• _Work instruction_
Find every line below that contains the word "fails" and copy it out.

• _Supplied data_
PR #1517, opened 2022-08-08
Implement export rl matrix

gmalinve:
PR to export RL matrix

### DIFF
--- a/pyaedt/application/Analysis.py
+++ b/pyaedt/application/Analysis.py
@@ -1851,7 +1851,6 @@ class Analysis(Design, object):
             val = "{0}{1}".format(value, units)
         return val
 
-    # Add test and check if Analysis.py is the best place to have the method
     @pyaedt_function_handler()
     def export_rl_matrix(
         self,
--- a/pyaedt/application/Analysis.py
+++ b/pyaedt/application/Analysis.py
@@ -1896,8 +1896,7 @@ class Analysis(Design, object):
         """
         try:
             if not self.solution_type == "EddyCurrent":
-                msg = "RL Matrix can only be exported if solution type is Eddy Current."
-                raise ValueError(msg)
+                raise ValueError("RL Matrix can only be exported if solution type is Eddy Current.")
             matrix_list = [bound for bound in self.boundaries if isinstance(bound, MaxwellParameters)]
             if matrix_name is None:
                 msg = "Matrix name to be exported must be provided."
--- a/pyaedt/application/Analysis.py
+++ b/pyaedt/application/Analysis.py
@@ -1893,44 +1893,45 @@ class Analysis(Design, object):
         bool
             ``True`` when successful, ``False`` when failed.
         """
-        try:
-            if not self.solution_type == "EddyCurrent":
-                raise ValueError("RL Matrix can only be exported if solution type is Eddy Current.")
-            matrix_list = [bound for bound in self.boundaries if isinstance(bound, MaxwellParameters)]
-            if matrix_name is None:
-                msg = "Matrix name to be exported must be provided."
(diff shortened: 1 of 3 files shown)


pyaedt/application/Analysis.py
```diff
@@ -1849,3 +1850,104 @@ def value_with_units(self, value, units=None):
...
+            if matrix_list:
+                if not [
+                    matrix
+                    for matrix in matrix_list
+                    if matrix.name == matrix_name or [x for x in matrix.available_properties if matrix_name in x]
+                ]:
+                    msg = "Matrix name doesn't exist, provide and existing matrix name."
+                    raise ValueError(msg)
+            else:
+                msg = "Matrix list parameters is empty, can't export a valid matrix."
```
Samuelopez-ansys, line 1914: @gmalinve 

You should modify the raise error with:

_self.logger.error(msg)
return False_

If you see any other pyaedt method, it returns False when it fails with a logger error message.

And in the unittest you could also add these tests, I mean, test when it fails (when filepath is None or the extension is not .txt) this will improve even more the coverage.

Samuelopez-ansys, line 1914: This should return False, right?

Samuelopez-ansys (changes requested):

pyaedt/application/Analysis.py
```diff
@@ -1849,3 +1850,104 @@ def value_with_units(self, value, units=None):
                 units = self.modeler.model_units
             val = "{0}{1}".format(value, units)
         return val
+
+    # Add test and check if Analysis.py is the best place to have the method
```
MaxJPRey, line 1854:
```suggestion
```

pyaedt/application/Analysis.py
```diff
@@ -1849,3 +1850,104 @@ def value_with_units(self, value, units=None):
...
+            Matrix name to be exported.
+        file_path : str
+            File path to export R/L matrix file.
+        is_format_default : bool, optional
+            Whether the exported format is default or not.
+            If False the custom format is set (no exponential).
+        width : int, optional
+            Column width in exported .txt file.
+        precision : int, optional
+            Decimal precision number in exported .txt file.
```
MaxJPRey, line 1882:
```suggestion
            Decimal precision number in exported *.txt file.
```

pyaedt/application/Analysis.py
```diff
@@ -1849,3 +1850,104 @@ def value_with_units(self, value, units=None):
...
+        is_exponential : bool, optional
+            Whether the format number is exponential or not.
+        setup_name : str, optional
+            Name of the setup.
+        default_adaptive : str, optional
+            Adaptive type.
+        is_post_processed : bool, optional
+            Boolean to check if it is post processed.
```
MaxJPRey, line 1890:
```suggestion
            Boolean to check if it is post processed. Default value is ``False``.
```

pyaedt/application/Analysis.py
```diff
@@ -1849,3 +1850,104 @@ def value_with_units(self, value, units=None):
...
+
+        Returns
+        -------
+        bool
+            ``True`` when successful, ``False`` when failed.
+        """
+        try:
+            if not self.solution_type == "EddyCurrent":
+                msg = "RL Matrix can only be exported if solution type is Eddy Current."
+                raise ValueError(msg)
```
MaxJPRey, line 1900: Usually, it is not needed to create a new variable when it is used only one time.
```suggestion
                raise ValueError("RL Matrix can only be exported if solution type is Eddy Current.")
```

Samuelopez-ansys (approved):
lgtm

• _Written solution_
If you see any other pyaedt method, it returns False when it fails with a logger error message.
And in the unittest you could also add these tests, I mean, test when it fails (when filepath is None or the extension is not .txt) this will improve even more the coverage.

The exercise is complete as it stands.